Wederdopers, mennisten en doopsgezinden

Rond 1530 waait er een nieuwe wind door de Zaanstreek. Nadat er al ketterse gedachten over de kerk en de sacramenten de ronde deden bereiken nu de ideeën van Melchior Hoffman onze contreien. Melchior en de zijnen verkondigen dat de wereldse overheid, de katholieke kerk en de kinderdoop hebben afgedaan. Dat weldra een nieuwe wereldorde zal aanbreken: het Koninkrijk Gods op aarde. In dit Godsrijk zal geen rijkdom en geen armoede meer bestaan, de liefde zal er regeren en de mensen zullen er in vrede leven.
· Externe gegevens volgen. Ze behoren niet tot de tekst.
Issue #1539, opened 2018-07-04
NavigationMapView should be responsible for updating the user puck


bsudekum:
Right now, if you are creating a custom navigation expereince, we require you to also manage updating the user puck. This is not an obvious requirement nor is obvious the correct way to manage it. Instead, we can have NavigationMapView listen in on progress changes (it's in fact already listening). This would remove the need to do something like:

https://github.com/mapbox/mapbox-navigation-ios/blob/20711e3fe05a845f5a12a614a38921749f44dae5/Examples/Swift/CustomViewController.swift#L85-L86

/cc @frederoni

PR #1542, opened 2018-07-04
Remove need for developers to implement NavigationMapView.updateCourseTracking(location:animated:)

bsudekum:
Closes: https://github.com/mapbox/mapbox-navigation-ios/issues/1539

It's not very obvious developers need to update the user puck if they implement their own NavigationMapView and this view can easily handle update the puck when progress notifications occur.

This PR makes `NavigationMapView.updateCourseTracking(location:animated:)` private turns on the location manager sooner. This way, when `NavigationMapView` is inited, we already have a location and the view will be properly centered.

/cc @1ec5 @frederoni

### DIFF
--- a/MapboxNavigation/NavigationMapView.swift
+++ b/MapboxNavigation/NavigationMapView.swift
@@ -284,9 +284,10 @@ open class NavigationMapView: MGLMapView, UIGestureRecognizerDelegate {
     }
     
     @objc func progressDidChange(_ notification: Notification) {
-        guard tracksUserCourse else { return }
+        guard !isAnimatingToOverheadMode else { return }
         
         let routeProgress = notification.userInfo![RouteControllerNotificationUserInfoKey.routeProgressKey] as! RouteProgress
+        let location = notification.userInfo![RouteControllerNotificationUserInfoKey.locationKey] as! CLLocation
         
         let stepProgress = routeProgress.currentLegProgress.currentStepProgress
         let expectedTravelTime = stepProgress.step.expectedTravelTime
@@ -306,6 +307,8 @@ open class NavigationMapView: MGLMapView, UIGestureRecognizerDelegate {
         } else {
             preferredFramesPerSecond = FrameIntervalOptions.pluggedInFramesPerSecond
         }
+        
+        updateCourseTracking(location: location, animated: true)
     }
     
     
@@ -329,7 +332,7 @@ open class NavigationMapView: MGLMapView, UIGestureRecognizerDelegate {
         tracksUserCourse = false
     }
     
-    @objc public func updateCourseTracking(location: CLLocation?, animated: Bool) {
+    @objc func updateCourseTracking(location: CLLocation?, animated: Bool) {
         // While animating to overhead mode, don't animate the puck.
         let duration: TimeInterval = animated && !isAnimatingToOverheadMode ? 1 : 0
         animatesUserLocation = animated
--- a/MapboxNavigation/NavigationMapView.swift
+++ b/MapboxNavigation/NavigationMapView.swift
@@ -160,12 +160,23 @@ open class NavigationMapView: MGLMapView, UIGestureRecognizerDelegate {
                               contentFrame.minY + contentFrame.height * 0.5))
     }
     
+    open var routeController: RouteController? {
+        didSet {
+            resumeNotifications()
+        }
+    }
+    
     /**
      Determines whether the map should follow the user location and rotate when the course changes.
      - seealso: NavigationMapViewCourseTrackingDelegate
      */
     open var tracksUserCourse: Bool = false {
         didSet {
+            guard let _ = routeController, tracksUserCourse == true else {
+                print("NavigationMapView.routeController must non-nil to set tracksUserCourse to true.")
+                tracksUserCourse = false
+                return
+            }
             if tracksUserCourse {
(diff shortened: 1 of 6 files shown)


MapboxNavigation/NavigationMapView.swift
```diff
@@ -306,6 +307,8 @@ open class NavigationMapView: MGLMapView, UIGestureRecognizerDelegate {
         } else {
             preferredFramesPerSecond = FrameIntervalOptions.pluggedInFramesPerSecond
         }
+        
+        updateCourseTracking(location: location, animated: true)
```
1ec5: This method is already risky and could become moreso if we rely on notifications to drive course updates as opposed to manual calls to `updateCourseTracking(location:animated:)`. NavigationMapView apparently listens for notifications coming from _any_ RouteController, so every map view in the application will automatically respond to every route controller in the application. There’s a high potential for crosstalk. We’d need to pass in a specific route controller as the `object` here to avoid that problem:

https://github.com/mapbox/mapbox-navigation-ios/blob/ea468da75a44cfd2153b2071968e35f2765809b7/MapboxNavigation/NavigationMapView.swift#L274

MapboxNavigation/NavigationMapView.swift
```diff
@@ -329,7 +332,7 @@ open class NavigationMapView: MGLMapView, UIGestureRecognizerDelegate {
         tracksUserCourse = false
     }
     
-    @objc public func updateCourseTracking(location: CLLocation?, animated: Bool) {
+    @objc func updateCourseTracking(location: CLLocation?, animated: Bool) {
```
1ec5: Should we leave this method public? Is there still a use case for manually updating the course view independently of a route controller?

bsudekum: 🤔maybe. I think it might be wise to wrap these types of functions in a more specific helper function like recenterMap:

https://github.com/mapbox/mapbox-navigation-ios/blob/0b69c3247f500c579bfa1b97f95d5f07f844348d/MapboxNavigation/NavigationMapView.swift#L1064-L1067

MapboxNavigation/NavigationMapView.swift
bsudekum: @1ec5 this may require changing the initializer on NavigationMapview. We currently have no `RouterController` props to grab.

bsudekum: I guess making this an optional property is another option. If you only want to update a single map view, set this prop.

1ec5: When we implemented #402, the idea was that moving the course view was the responsibility of the view controller that contains the map view, not the map view itself, since the view controller knows about its route controller for sure. I think we could’ve made that more clear by making the course view a sibling of the map view instead of one of its views. Relying on a global notification is a poor way to make the map view aware of the view controller’s route controller. Changing the initializer is also problematic because map views are often created using the `init(frame:)` or `init(coder:)` initializer.

> If you only want to update a single map view, set this prop.

I don’t think it should be something that you only use in some cases. If we make the route controller a property, then the view controller should always have to set this property on the map view in order to keep the course view in sync. Otherwise, how would the map view handle the route controller swapping that happens around tunnels?

bsudekum: How would someone add a NavigationMapView to a storyboard if they have not yet created a route controller to pass through?

MapboxNavigation/NavigationMapView.swift
```diff
@@ -160,12 +160,23 @@ open class NavigationMapView: MGLMapView, UIGestureRecognizerDelegate {
...
+    }
+    
     /**
      Determines whether the map should follow the user location and rotate when the course changes.
      - seealso: NavigationMapViewCourseTrackingDelegate
      */
     open var tracksUserCourse: Bool = false {
         didSet {
+            guard let _ = routeController, tracksUserCourse == true else {
+                print("NavigationMapView.routeController must non-nil to set tracksUserCourse to true.")
```
1ec5: `tracksUserCourse` is basically redundant to `routeController` now. We can move all the logic below into `routeController`’s setter, conditioned on whether `routeController` is non-nil.

MapboxNavigation/NavigationMapView.swift
```diff
@@ -160,12 +160,23 @@ open class NavigationMapView: MGLMapView, UIGestureRecognizerDelegate {
                               contentFrame.minY + contentFrame.height * 0.5))
     }
     
+    open var routeController: RouteController? {
+        didSet {
+            resumeNotifications()
```
1ec5: What about suspending notifications on the previous route controller?

MapboxNavigation/NavigationMapView.swift
bsudekum: I'd be open to making this an assertion. Fail fast.

1ec5: And we can rename `routeController` to something that makes its purpose clear, like `userCourseController` (which would suggest a protocol by that name based on RouteController’s interface).

bsudekum:
@1ec5 I'm not sure the road we're headed down is any better, in fact it could be worse. I'm going to close this out and move the good parts found in this pr to https://github.com/mapbox/mapbox-navigation-ios/pull/1547.

PR #1549, opened 2018-07-10
Deredeclare CLLocationManagerDelegate conformance on MGLMapView

1ec5:
Deredeclared MGLMapView’s conformance to the CLLocationManagerDelegate protocol. This SDK no longer makes use of the map SDK’s Core Location–dependent functionality, now that #402 has implemented the user course view (user puck) entirely within the navigation SDK. There is no developer or end-user impact to this change.

/cc @bsudekum @JThramer


bsudekum:
Can you confirm simulating locations still works?

1ec5:
Yes, it still works as far as I can tell. Location simulation uses a location manager that’s built into Core Navigation. The map’s camera and user puck are both implemented within MapboxNavigation. If NavigationMapView or RouteMapViewController were to depend on MGLMapView’s conformance to CLLocationManagerDelegate somehow, these changes would’ve resulted in compiler errors, because Swift disallows sending undeclared messages to objects.

1ec5:
I’ve eviscerated that guide – the part about MGLMapView was never relevant to the guide in the first place.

Geloven alleen is niet voldoende: de "zusters en broeders" moeten zich van het boze en zondige aardse bestaan afzonderen en zich daadwerkelijk richten op een nieuwe levenswandel in afwachting van de verlossing.

Waarschijnlijk al in 1531 en zeker in 1533 en 1534 laten honderden mensen in alle Zaanse dorpen zich opnieuw dopen als teken dat zij het nieuwe leven hebben aangenomen. Zij noemen zich bondgenoten, hun tegenstanders spreken van wederdopers. In maart 1534 komt het bericht dat in de stad Münster in Westfalen het Godsrijk is begonnen. Honderden Zaankanters laten alles in de steek en gaan met schepen over het IJ en de Zuiderzee op weg naar Münster. Er gaan ook wapens mee om de stad desnoods met geweld te helpen. De tocht wordt een rampzalige mislukking. Bij Haarlem, Amsterdam en Genemuiden worden alle schepen aangehouden. Weliswaar mogen de meeste bondgenoten weer naar huis, maar zij moeten wel boete doen: eerst biechten, en dan in een wit linnen boetekleed op blote voeten een kaars offeren voor het katholieke altaar. Sommigen kunnen vluchten, naar Danzig of nog verder. Wie zijn geloof niet herroept blijft net als de leiders gevangen en wordt onthoofd of verbrand. Dit lot treft 13 Zaankanters. Daarnaast kennen we de namen van rond de 250 Zaanse spijtoptanten die gratie krijgen.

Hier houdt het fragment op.